Mais la lecture de Triplex Nomine m'a encouragée et remis le pied à l'étrier, j'ai maintenant comme une fringale de poèmes castillans, surtout, et en particulier de ceux de Vicente Aleixandre, poète espagnol surréaliste né à Seville et ayant commencé à publier au milieu des années 1920.
Je viens de voir que Triplex a mis en ligne un poème de Lorca, il est traduit du castillan, celui que j'ai recopié est d' Aleixandre mais il n'est pas ici traduit car je ne possède pas encore de traduction de cet auteur et je ne me sens pas capable de tenter le coup.
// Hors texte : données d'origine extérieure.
PR #700, opened 2022-11-21
Add ps2_controller crate

### LINKED ISSUE #685: Init both keyboard and mouse in one ps2 controller driver instead
I think it's completely fine to initialize them together as part of a larger `ps2::init()` function or something like that, in which we follow your advice above and attempt to init keyboard, then mouse. That should be possible to directly invoke from the device manager or captain, wherever appropriate.

_Originally posted by @kevinaboos in https://github.com/theseus-os/Theseus/pull/667#discussion_r1013392822_

hecatia-elegua:
Closes #685

This needed some more things to be public, which will be made private again in another PR.
Step 2 with the ACPI check sounds to me like it should be done in the device_manager instead, if you want I can put it there.
I only left it in init to keep all the steps together.

### DIFF
--- a/kernel/ps2/src/lib.rs
+++ b/kernel/ps2/src/lib.rs
@@ -1,6 +1,5 @@
 #![no_std]
 
-use log::debug;
 use num_enum::TryFromPrimitive;
 use port_io::Port;
 use spin::Mutex;
@@ -22,7 +21,7 @@ static PS2_COMMAND_AND_STATUS_PORT: Mutex<Port<u8>> = Mutex::new(Port::new(0x64)
 /// 
 /// Naming perspective: Output means "out of the device into the host".
 /// e.g. [WriteByteToPort2InputBuffer] means "write byte out of the host into port 2"
-enum HostToControllerCommand {
+pub enum HostToControllerCommand {
     /// returns [ControllerConfigurationByte]
     ReadFromInternalRAMByte0 = 0x20,
     
@@ -110,7 +109,7 @@ enum HostToControllerCommand {
 /// 
 /// Note: Devices attached to the controller should be disabled
 /// before sending commands that return data, otherwise the output buffer could get overwritten
-fn write_command(value: HostToControllerCommand) {
+pub fn write_command(value: HostToControllerCommand) {
     unsafe {
         PS2_COMMAND_AND_STATUS_PORT.lock().write(value as u8);
     }
@@ -207,14 +206,14 @@ fn write_data(value: WritableData) {
 // wiki.osdev.org/%228042%22_PS/2_Controller#PS.2F2_Controller_Configuration_Byte
 /// Used for [HostToControllerCommand::ReadFromInternalRAMByte0] and [HostToControllerCommand::WriteToInternalRAMByte0]
 #[bitfield(bits = 8)]
-#[derive(Debug)]
+#[derive(Debug, Clone)]
 pub struct ControllerConfigurationByte {
     /// interrupt on [ControllerToHostStatus] `output_buffer_full`
-    port1_interrupt_enabled: bool,
+    pub port1_interrupt_enabled: bool,
     /// interrupt on [ControllerToHostStatus] `mouse_output_buffer_full`
     /// 
     /// Note: only if 2 PS/2 ports supported
-    port2_interrupt_enabled: bool,
+    pub port2_interrupt_enabled: bool,
     /// Cleared on reset; set when the system passed Power-on self-test
     #[allow(dead_code)]
     system_passed_self_test: bool,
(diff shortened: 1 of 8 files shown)


kernel/ps2/src/lib.rs
```diff
@@ -207,168 +206,53 @@ fn write_data(value: WritableData) {
 // wiki.osdev.org/%228042%22_PS/2_Controller#PS.2F2_Controller_Configuration_Byte
 /// Used for [HostToControllerCommand::ReadFromInternalRAMByte0] and [HostToControllerCommand::WriteToInternalRAMByte0]
 #[bitfield(bits = 8)]
-#[derive(Debug)]
+#[derive(Debug, Clone)]
```
kevinaboos: this (and probably all the other bitfield types) can also derive `Copy`, since they're just plain old data types.

kernel/ps2_controller/src/lib.rs
```diff
@@ -0,0 +1,99 @@
...
+    write_config(config.clone());
+
+    // Step 6: Perform Controller Self Test
+    write_command(TestController);
+    read_controller_test_result()?;
+    debug!("passed PS/2 controller test");
+    // as this can reset the controller on some hardware, we restore the config
+    write_config(config.clone());
+
+    // Step 7 not needed, already done above
```
kevinaboos: can you explicitly state what Step 7 is, even though it's already been done? It'd be nice to preserve it if the osdev wiki goes down

kernel/ps2_controller/src/lib.rs
```diff
@@ -0,0 +1,99 @@
...
+use ps2::{write_command, flush_output_buffer, read_config, write_config, read_controller_test_result, read_port_test_result, PortTestResult, HostToControllerCommand::*, reset_keyboard, reset_mouse};
+
+
+// see https://wiki.osdev.org/%228042%22_PS/2_Controller#Initialising_the_PS.2F2_Controller
+/// initialize the first and second (if it exists) PS/2 port
+pub fn init() -> Result<(), &'static str> {
+    // Step 1: Initialise USB Controllers
+    // no USB support yet
+
+    // Step 2: Determine if the PS/2 Controller Exists
```
kevinaboos, line 13: so if there isn't a `FADT` table, is the general advice just to continue trying to init ps2, kbd, and mouse?

kevinaboos (changes requested):
Thanks, this looks great! I left a few small comments.

> This needed some more things to be public, which will be made private again in another PR.

Sounds good, no problem.

> Step 2 with the ACPI check sounds to me like it should be done in the device_manager instead, if you want I can put it there. I only left it in init to keep all the steps together.

I actually think it belongs in the ps2 controller as you have currently done it, so let's keep it there.

This PR gave me ann idea: I think we should move the keyboard and mouse init calls from `device_manager` into your new `ps2_controller` crate. That way, eventually the device manager will contain only a sequence of high-level calls to initialize certain device classes/subsystems, and all the details can be moved out of the device manager into each subsystem. What do you think?

hecatia-elegua:
> move the keyboard and mouse init calls from `device_manager` into your new `ps2_controller` crate.

I think naming would be wrong then, as they're not really _part of_ the controller. It would also be less modular, since there's at least one ARM-specific controller which could be switched in instead. But...

> eventually the device manager will contain only a sequence of high-level calls to initialize certain device classes/subsystems

I think that's a good idea, though when someone tackles the "Load device driver crates upon discovery of matching device" draft issue, I guess it will be restructured a lot anyways.

kernel/ps2_controller/src/lib.rs
hecatia-elegua: "if the bit is set, or the system doesn't support ACPI (no ACPI tables and no FADT) then there is a PS/2 Controller"
What happens with "ACPI yes" and "FADT no"?
Looking at our acpi code, we currently always assume the system to support ACPI, it otherwise shuts down.
The FADT is mandatory (or our acpi code says so).

If we were to support systems without ACPI, I assume `get_acpi_tables` would return an empty table and `Fadt::get` would return `None`. I'm adding a comment.

kevinaboos:
> > move the keyboard and mouse init calls from `device_manager` into your new `ps2_controller` crate.
> 
> I think naming would be wrong then, as they're not really _part of_ the controller. It would also be less modular, since there's at least one ARM-specific controller which could be switched in instead. But...

I see your argument, and yes I suppose they're not technically within the hierarchy of the PS2 controller itself, they just talk to it. Indeed we don't need to refactor that now.

Not familiar with the ARM controller, but I think you're getting at the fact that* the keyboard & mouse drivers can be used independently of the specific controller incarnation (though we'd have to refactor them to support an abstract controller type). 

> I think that's a good idea, though when someone tackles the "Load device driver crates upon discovery of matching device" draft issue, I guess it will be restructured a lot anyways.

yep 👍

hecatia-elegua:
I was getting at that, yes, and you're right, it would need refactoring 😄 
Is this ready for merging?

kevinaboos (changes requested):
Well, while the code does look good, it actually doesn't work. When testing on my machine (a laptop using WSL), I don't get any input from the keyboard nor the mouse. Here's the only relevant log output:
```
[D] kernel/ps2_controller/src/lib.rs:44: passed PS/2 controller test
[D] kernel/ps2_controller/src/lib.rs:93: ControllerConfigurationByte { port1_interrupt_enabled: true, port2_interrupt_enabled: true, system_passed_self_test: false, should_be_zero: 0, port1_clock_disabled: true, port2_clock_disabled: true, port1_translation_enabled: false, must_be_zero: 0 }
[D] kernel/keyboard/src/lib.rs:35: The PS/2 keyboard type is: MF2Keyboard
[D] kernel/mouse/src/lib.rs:37: The PS/2 mouse ID is: Four
```

Does the PR actually work on your machine? I'm not sure what the problem is, but I don't have time to dig too deep into it right now. All I can see is that you did change several init steps, both the order of them and what actual operations were done.

hecatia-elegua:
Now it's getting interesting. It works for me (laptop Linux), WSL works the same way, right? So I'm not sure if there's some other difference. Maybe it's a timing-related issue.
I will push another change so it actually shows the port success logs and another config log after the device reset.
After reset, the second `ControllerConfigurationByte` should show both `_clock_disabled` as false.

kevinaboos:
Thanks, I've just tested it on my linux desktop (Ubuntu 20) and it still isn't working. To be fair, I've never experienced a difference when running Theseus on QEMU on linux vs QEMU on linux via WSL.

I pulled down your latest version and ran it, here are the relevant logs:
```
[D] kernel/ps2_controller/src/lib.rs:44: passed PS/2 controller test
[D] kernel/ps2_controller/src/lib.rs:81: passed PS/2 port 1 test
[D] kernel/ps2_controller/src/lib.rs:89: passed PS/2 port 2 test
[D] kernel/ps2_controller/src/lib.rs:95: ControllerConfigurationByte { port1_interrupt_enabled: true, port2_interrupt_enabled: true, system_passed_self_test: false, should_be_zero: 0, port1_clock_disabled: true, port2_clock_disabled: true, port1_translation_enabled: false, must_be_zero: 0 }
[D] kernel/ps2_controller/src/lib.rs:104: ControllerConfigurationByte { port1_interrupt_enabled: true, port2_interrupt_enabled: true, system_passed_self_test: false, should_be_zero: 0, port1_clock_disabled: true, port2_clock_disabled: true, port1_translation_enabled: false, must_be_zero: 0 }
[D] kernel/keyboard/src/lib.rs:35: The PS/2 keyboard type is: MF2Keyboard
[D] kernel/mouse/src/lib.rs:37: The PS/2 mouse ID is: Four
```

kevinaboos:
In case it's relevant, here is the QEMU version I'm testing with:
```sh
$ qemu-system-x86_64  --version
QEMU emulator version 4.2.1 (Debian 1:4.2-3ubuntu6.23)
Copyright (c) 2003-2019 Fabrice Bellard and the QEMU Project developers
```

hecatia-elegua:
Ok so as I thought, the second log still shows both `_clock_disabled` to be `true`.
My qemu version is `6.2.0 (Debian 1:6.2+dfsg-2ubuntu6.5`, so I wonder what to do now. I skimmed through some qemu changes, didn't really find anything.

Please give it one more try with the new change.
If it still doesn't work, maybe try a newer qemu version (unless this would take much time, then I would just set the config again after reset).

kevinaboos:
> Please give it one more try with the new change. 

Yep, that did the trick! It's working correctly now. Nice job figuring that out, and thanks for the fix! I will also test it on my WSL setup and on real hardware, but you can assume it works there too unless you hear otherwise from me.

> If it still doesn't work, maybe try a newer qemu version

Requiring a new QEMU version wouldn't be the right solution since it still wouldn't work on real hardware, but that's no longer a concern since it works now.

------ 
If you'd like to do any final clean-up before i merge this PR in, please go ahead; if not, just let me know and I'll merge it in as is.

hecatia-elegua:
> since it still wouldn't work on real hardware

My train of thought was that the older qemu version didn't work right (so it would work on real hardware), which would have meant any changes would only be for conforming to old qemu versions.

I will keep the second config log in, you can merge :)

kevinaboos (approved):
Tested working on all platforms. Thanks very much!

Alors ceux qui ont juste des notions d'espagnol et qui savent comment il se prononce pourront tout de même apprécier la beauté du parler de Vicente Aleixandre, la chanson des mots et la beauté presque plastique de leur combinaison.
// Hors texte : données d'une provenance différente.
PR #757, opened 2022-12-20
Switch to relaxed ordering for the task ID counter

tsoutsman:
Each task ID is guaranteed to see a unique value.

<https://en.cppreference.com/w/cpp/atomic/memory_order#Relaxed_ordering>
<https://www.reddit.com/r/rust/comments/aeii1i/is_memory_orderingrelaxed_sufficient_to_generate/>


kevinaboos (approved):
Thanks!

Yeah there are definitely some other places where we use sequential consistency when it's not required. In my newer code I've been careful to select the best consistency model, but the older code doesn't since it's never incorrect (just less performant) to use sequential consistency.

PR #760, opened 2022-12-21
Add run queue access benchmark

tsoutsman:
Depends on #739.

I disable interrupts for the duration of the benchmark to minimise external impacts. It's a blunt solution, but I think it's ok since a benchmark wouldn't be run in regular Theseus use.


applications/rq_access_eval/Cargo.toml
```diff
@@ -0,0 +1,14 @@
+[package]
+name = "rq_access_eval"
+version = "0.1.0"
+authors = ["Klim Tsoutsman <klim@tsoutsman.com>"]
+description = "Run queue access benchmark"
+edition = "2021"
+
+[dependencies]
+app_io = { path = "../../kernel/app_io" }
+apic = { path = "../../kernel/apic" }
```
kevinaboos: this has now been replaced with the `cpu` crate, so we should use that instead to be arch-agnostic

kevinaboos (changes requested):
all good! One request: `apic` --> `cpu`

kevinaboos (approved):

PR #761, opened 2022-12-21
Refactor `ExitValue` out of the `Task` struct

kevinaboos:
* Refactored task management functions into two new wrapper types:
  * `ExitableTaskRef`, a new wrapper around `TaskRef`, allows the task
    to be marked as exited or killed.
    * This allows Theseus to restrict who can mark a task as exited
      or killed -- only itself. More types = more better.
    * This is now used in (and required by) all task lifecycle functions.
  * `JoinableTaskRef` is augmented, but still primarily exists to 
    allow the caller of `spawn()`, i.e., the "parent" that spawned a new task,
    to monitor and retrieve the exit status of that task.

* Removed the `ExitValue` from the `Task` struct; it is now only
  transferable directly via the `TaskRef` type that shares a
  `Mutex<Option<ExitValue>>` with the `JoinableTaskRef`.
  * `ExitValue` is still an erased type (`Box<Any>`); that will be changed
    to a generic type argument in a future PR.


kevinaboos:
@tsoutsman requesting your review since you have been working on some projects related to tasking.

Currently the only thing I don't like is that we still need a hidden "escape hatch" for obtaining an `ExitableTaskRef` in the unwinder. See `ExitableTaskRef::obtain_for_unwinder()`.

Also I don't love the name `ExitableTaskRef`, if you have any ideas I'm all ears.  I thought about:
* `FirstTaskRef`, since it's the first reference to the current task obtained from the context of the current task
* `MyTaskRef`, since it's guaranteed to always point to the current task and is not `Send`

but I don't love any of those. Basically, I want the name to convey that this is the only type that allows one to mark a task as exited, and that it only works for yourself. It doesn't matter _that_ much since it's an internal type that isn't available for use outside of `task` & `spawn`, but I still think I can do better.

kernel/task/src/lib.rs
```diff
@@ -1181,88 +1159,152 @@ impl Drop for JoinableTaskRef {
...
+/// Due to the above drop-based behavior, this type does not implement `Clone`
+/// because it assumes there is only ever one `ExitableTaskRef` per task.
+///
+/// However, this type auto-derefs into an inner [`TaskRef`],
+/// which *can* be cloned, so you can easily call `.clone()` on it.
+pub struct ExitableTaskRef {
+    task: TaskRef,
+}
+// Ensure this cannot be moved (sent) to a different task.
+impl !Send for ExitableTaskRef { }
```
tsoutsman:
```suggestion
// Ensure that another thread cannot mark the task as exited.
impl !Send for ExitableTaskRef { }
impl !Sync for ExitableTaskRef { }
```
The `ExitableTaskRef`'s methods can be called on an `&ExitableTaskRef`, so sending references (`Sync`) is also not ok.

kernel/task/src/lib.rs
```diff
@@ -1181,88 +1159,152 @@ impl Drop for JoinableTaskRef {
...
-            Err("`mark_as_exited()` can only be invoked on the current task, not on another task.")
+        self.internal_exit(ExitValue::Killed(reason))
+    }
+
+    /// Reaps this task (if orphaned) by taking and dropping its exit value and removing it
+    /// from the system task list.
+    ///
+    /// If this task has *not* been orphaned, meaning it is still joinable,
+    /// then this function does nothing.
+    pub fn reap_if_orphaned(&self) {
```
tsoutsman, line 1283: This should technically be implemented for `Task`, not `ExitableTaskRef` since any task should be able to reap any other task.

kernel/task/src/lib.rs
```diff
@@ -1181,88 +1159,152 @@ impl Drop for JoinableTaskRef {
...
-        JoinableTaskRef { task: taskref }
+/// A wrapper around `TaskRef` that allows this task to mark itself as exited.
+///
+/// This is only obtainable when a task is first switched to, specifically while
+/// it is executing the `spawn::task_wrapper()` function
+/// (before it proceeds to running its actual entry function).
+///
+/// ## Not `Clone`-able
+/// Due to the above drop-based behavior, this type does not implement `Clone`
+/// because it assumes there is only ever one `ExitableTaskRef` per task.
```
tsoutsman: The copied docs from `JoinableTaskRef` are incorrect.

kernel/task/src/lib.rs
```diff
@@ -1181,88 +1159,152 @@ impl Drop for JoinableTaskRef {
...
-        // Mark this task as joinable, now that it has been wrapped in the proper type.
-        taskref.joinable.store(true, Ordering::Relaxed);
-        JoinableTaskRef { task: taskref }
+/// A wrapper around `TaskRef` that allows this task to mark itself as exited.
+///
+/// This is only obtainable when a task is first switched to, specifically while
+/// it is executing the `spawn::task_wrapper()` function
+/// (before it proceeds to running its actual entry function).
+///
+/// ## Not `Clone`-able
```
tsoutsman, line 1214: I think `ExitableTaskRef` can implement `Clone` and still be correct.

kernel/task/src/lib.rs
```diff
@@ -1181,88 +1159,152 @@ impl Drop for JoinableTaskRef {
...
+    pub fn post_context_switch_action(&self) -> PreemptionGuard {
+        self.task.post_context_switch_action()
+    }
+
+    /// Allows the unwinder to obtain an `ExitableTaskRef` in order for it to
+    /// be able to invoke this task's [`FailureCleanupFunction`].
+    #[doc(hidden)]
+    pub fn obtain_for_unwinder(current_task: TaskRef) -> Self {
+        Self { task: current_task }
+    }
```
tsoutsman, line 1311: This should use `get_my_current_task` (or compare `current_task` with `get_my_current_task`) to ensure that we are constructing an `ExitableTaskRef` for the current task.

kernel/task/src/lib.rs
```diff
@@ -1181,88 +1159,152 @@ impl Drop for JoinableTaskRef {
...
+impl fmt::Debug for TaskRef {
+    fn fmt(&self, f: &mut fmt::Formatter<'_>) -> fmt::Result {
+        f.debug_struct("TaskRef")
+            .field("task", &self.0.task)
+            .finish_non_exhaustive()
+    }
+}
+struct TaskRefInner {
+    task: Task,
+    exit_value_mailbox: Mutex<Option<ExitValue>>,
```
tsoutsman, line 1335: Why is moving the exit value out `Task` beneficial?

tsoutsman (changes requested):
Just some small questions and suggestions.

> Also I don't love the name ExitableTaskRef

I like it. It's descriptive and fits in with the `JoinableTaskRef` naming convention. I don't like `FirstTaskRef` or `MyTaskRef` because they don't describe what you can do with this special task reference. Also, the name `MyTaskRef` implies that `get_my_current_task` should return a `MyTaskRef`, which could lead to confusion.

kernel/task/src/lib.rs
kevinaboos: 1. I eventually want to make it statically typed (with generic type params), but I don't want to have to parameterize the `Task` struct
2. Design-wise, I dislike huge monolithic task structs
3. The smaller the `Task` struct, the cheaper it becomes to allocate and keep a million of em in memory

I realize this doesn't truly move it out of `Task` since it's still within `TaskRef`, but it's a partial step for now.

kernel/task/src/lib.rs
kevinaboos: Agreed, good call.

kernel/task/src/lib.rs
kevinaboos: Hmm, I don't necessarily agree with that. The point of the new `ExitableTaskRef` type is to ensure that only a task itself can clean itself up in certain ways (e.g., marking itself as exited to indicate a regular return). I'd argue that if the task has been orphaned (it's `JoinableTaskRef` has been dropped elsewhere) then it should be the one to clean itself up, not any other random task.

kevinaboos: If we have a future use case that requires a random foreign task to reap another random task, then we can move it.

kernel/task/src/lib.rs
kevinaboos: Hmm interesting thought. Adding `!Sync` seems good, though I know this does mess with the way that bootstrap tasks are handled.

The main thing I wanted to convey here is that a task should only be able to acquire its own `ExitableTaskRef` instance, i.e., `ExitableTaskRef` should _not_ be passed around to another task.

This negative trait impl isn't actually necessary, it's just a nice thing to enforce. `ExitableTaskRef` is practically an internal implementation detail within `task` and `spawn`, so it's not even required to have this.

kevinaboos:
> I like it. It's descriptive and fits in with the `JoinableTaskRef` naming convention. 

Glad to hear that.

> I don't like `FirstTaskRef` or `MyTaskRef` because they don't describe what you can do with this special task reference. Also, the name `MyTaskRef` implies that `get_my_current_task` should return a `MyTaskRef`, which could lead to confusion.

That's true, but I do plan to change `get_my_current_task()` to just `current_task()`, so that might be less of an issue. But we can keep the name for now.

kernel/task/src/lib.rs
kevinaboos: sure, that may be true. As I said in the other convo, it's an internal type so it doesn't really matter. 

I guess the question is under what scenario would we need or want to clone an `ExitableTaskRef`?

kernel/task/src/lib.rs
kevinaboos: they seem correct? It doesn't implement `Clone`.

I just didn't add a static assertion that prevents implementing `Clone`, but will do that now.

kevinaboos: ah wait, you were talking about the "drop-based behavior" part. Thanks, fixed.

kevinaboos:
I've responded to all the comments, thanks for leaving feedback. Feel free to re-respond or mark anything that you consider resolved as such.

kevinaboos:
I made some minor changes to `hull` and `dreadnought` in https://github.com/theseus-os/Theseus/pull/761/commits/64b257e55e2b46201d6858bf5d4e217576653646, please review

kernel/task/src/lib.rs
tsoutsman: 1. Does that mean all task refs would have to have generics? I don't see how that's any better than `Task` having generics, as pretty much all crates use `TaskRef`s rather than `Task`s. A compromise would be only to have `JoinableTaskRef` parameterised like in `dreadnought`.
2. As I said above, `TaskRef`s are pretty much synonymous with `Task`s.
3.
```rust
pub static TASKLIST: MutexIrqSafe<BTreeMap<usize, TaskRef>> = MutexIrqSafe::new(BTreeMap::new());
```
We allocate a `TaskRef`, not `Task`, so moving fields into `TaskRef` doesn't change anything regarding allocation cost.

It just feels weird for some fields to be stored in the `Task` and others to be stored in the `TaskRef`. The only difference with `exit_value` is that `spawn` does not modify it during initialisation e.g. `joinable` could also be moved into the `TaskRef`.

kernel/dreadnought/src/task.rs
```diff
@@ -91,6 +91,7 @@ pub type Result<T> = core::result::Result<T, Error>;
 pub enum Error {
     Cancelled,
     Panic(PanicInfoOwned),
-    Reaped,
+    /// A `JoinError` should not occur; this indicates a BUG in Theseus's task mgmt.
+    JoinError(&'static str),
```
tsoutsman: Should probably be `Join`, not `JoinError`.

<https://rust-lang.github.io/rust-clippy/master/#enum_variant_names>

kernel/task/src/lib.rs
kevinaboos: As you said, we could parameterize only `Task` and not `TaskRef`, but I'm not 100% settled on a specific design. If you notice in the current main branch, there is a commented-out type called `TaskJoiner` which was my original idea to parameterize a task/join-related type with those generic types. The key design point is that (at least currently) only the `spawn`-related functions know the generic types `F`, `A`, and `R` related to a task's entry point function, and I don't currently see a reason to push that knowledge into `task`.

>  It just feels weird for some fields to be stored in the Task and others to be stored in the TaskRef. The only difference with exit_value is that spawn does not modify it during initialisation e.g. joinable could also be moved into the TaskRef.

Agreed, `joinable` will be removed entirely soon since there are other ways to realize that feature.

kernel/dreadnought/src/task.rs
kevinaboos: good point.

kernel/task/src/lib.rs
kevinaboos: Another guiding design principle here is the principle of least privilege. Essentially, I don't want any old `TaskRef` to have the privilege (ability) to access or modify an exit value; the easiest way to achieve this is to move it out of the `TaskRef` struct.
As I said before, while this PR alone doesn't achieve that, it's a stepping stone -- at least `Task` cannot access it. Eventually it will be entirely removed from `TaskRef` too.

Je ne sais pas comment trouver le point d'interrogation à l'envers qui se place au début des interrogations, comme pour nous avertir qu'il faut prendre un ton différent, alors j'ai simplement mis un point (?) tout bête...
Se querían
Se querían.
Sufrían por la luz, labios azules en la madrugada,
labios saliendo de la noche dura,
labios partidos, sangre, ? sangre dónde ?
Se querían en un lecho navío, mitad noche, mitad luz.
Se querían como las flores a las espinas hondas,
a esa amorosa gema del amarillo nuevo,
cuando los rostros giran melancólicamente,
giralunas que brillan recibiendo aquel beso.
Se querían de noche, cuando los perros hondos
laten bajo la tierra y los valles se estiran
como lomos arcaicos que se sienten repasados :
caricia, seda, mano, luna que llega y toca.
Se querían de amor entre la madrugada,
entre las duras piedras cerradas de la noche,
duras como los cuerpos helados por las horas,
duras como los besos de diente a diente sólo.
Se querían de día, playa que va creciendo,
ondas que por los pies acarician los muslos,
cuerpos que se levantan de la tierra y flotando
Se querían de día, sobre el mar, bajo el cielo.
Mediodía perfecto, se querían tan íntimos,
mar altísimo y joven, intimidad extensa,
soledad de lo vivo, horizontes remotos
ligados como cuerpos en soledad cantando.
Amando. Se querían como la luna lúcida,
como ese mar redondo que se aplica a ese rostro,
dulce eclipse de agua, mejilla oscurecida,
donde los peces rojos van y vienen sin música.
Día, noche, ponientes, madrugadas, espacios,
ondas nuevas, antiguas, fugitivas, perpetuas,
mar o tierra, navío, lecho, pluma, cristal,
metal, música, labio, silencio, vegetal,
mundo, quietud, su forma. Se querían, sabedlo.